The Perl Toolchain Summit needs more sponsors. If your company depends on Perl, please support this very important event.

NAME

Sah::Type - Standard types

VERSION

version 0.9.1

DESCRIPTION

This document specifies Sah standard types.

ROLE: BaseType

This is the base type role, all Sah types must implement this role.

Clauses

The list below is ordered by priority, from highest to lowest.

v => INT (default: 1)

Specify schema version. Should be 1 at the moment. See also: DefHash.

Priority: 0 (checked first before everything else).

default => ANY

Supply a default value.

Priority: 1 (very high). This is processed before all other clauses.

Example: Given schema [int => {req=>1}] an undef data is invalid, but given schema [int => {req=>1, default=>3}] an undef data is valid because it will be given default value first.

default_lang => LOCALE_CODE (defaut: en_US)

Set default language for this schema. Language-dependant attribute values (e.g. summary, description) will be assumed to be in the default language. See also: DefHash.

Priority: 2 (very high), after default.

name => STR

A short (usually single-word, without any formatting) to name the schema, useful for identifying the schema when used as a type for human compiler. See also: DefHash.

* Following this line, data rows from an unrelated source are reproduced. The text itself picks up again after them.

PR #797, opened 2023-08-17
feat!: x/clock module

Reecepbcups:
## Summary
The new x/clock module auto 'ticks' smart contracts which are whitelisted in

## Files of Importance
- x/clock/abci.go

## TODO
- [x] Logic & Design
- [x] test
- [x] e2e with actual param prop
- [x] Spec sheets


x/clock/abci.go
```diff
@@ -0,0 +1,42 @@
...
+
+// EndBlocker executes on contracts at the end of the block.
+func EndBlocker(ctx sdk.Context, k keeper.Keeper) {
+	defer telemetry.ModuleMeasureSince(types.ModuleName, time.Now(), telemetry.MetricKeyEndBlocker)
+
+	message := []byte(types.EndBlockSudoMessage)
+
+	p := k.GetParams(ctx)
+
+	errorExecs := make([]string, len(p.ContractAddresses))
```
Reecepbcups, line 22: Contracts should really never error unless they either 
a) Do not exist yet (useful for testing
b) Migrate and remove / alter the original SudoMsg they had before original upload.

x/clock/abci.go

To store translations, you can use the alt.lang.* clause attributes.

Example:

 [int => {
     'name:alt.lang.en_US' => 'pos_int',
     'name:alt.lang.id_ID' => 'bil_pos',
     min=>0,
 }]

Priority: 2 (very high), after default.

See also: summary, description, tags.

summary => STR

A one-line text (about 72 characters maximum, without any formatting) to describe the schema. This is useful, e.g. for manually describe a schema instead of using the human compiler. It can also be used in form field labels. See also: DefHash.

To store translations, you can use the alt.lang.* clause attributes.

Example:

 # definition for 'single_dice_throw' schema/type
 [int => {
     req => 1,
     'summary:alt.lang.en_US' =>
         'A number representing result of single dice throw (1-6)',
     'summary:alt.lang.id_ID' =>
         'Bilangan yang menyatakan hasil lempar sebuah dadu (1-6)',
     between => [1, 6],
 }]

Using the human compiler, the above schema will be output as the standard, more boring 'Integer, value between 1 and 6.'

Priority: 2 (very high), after default.

See also: name, description, tags.

description => STR

A longer text (a paragraph or more) to describe the schema, useful e.g. for help/usage text. Text should be in Markdown format. See also: DefHash.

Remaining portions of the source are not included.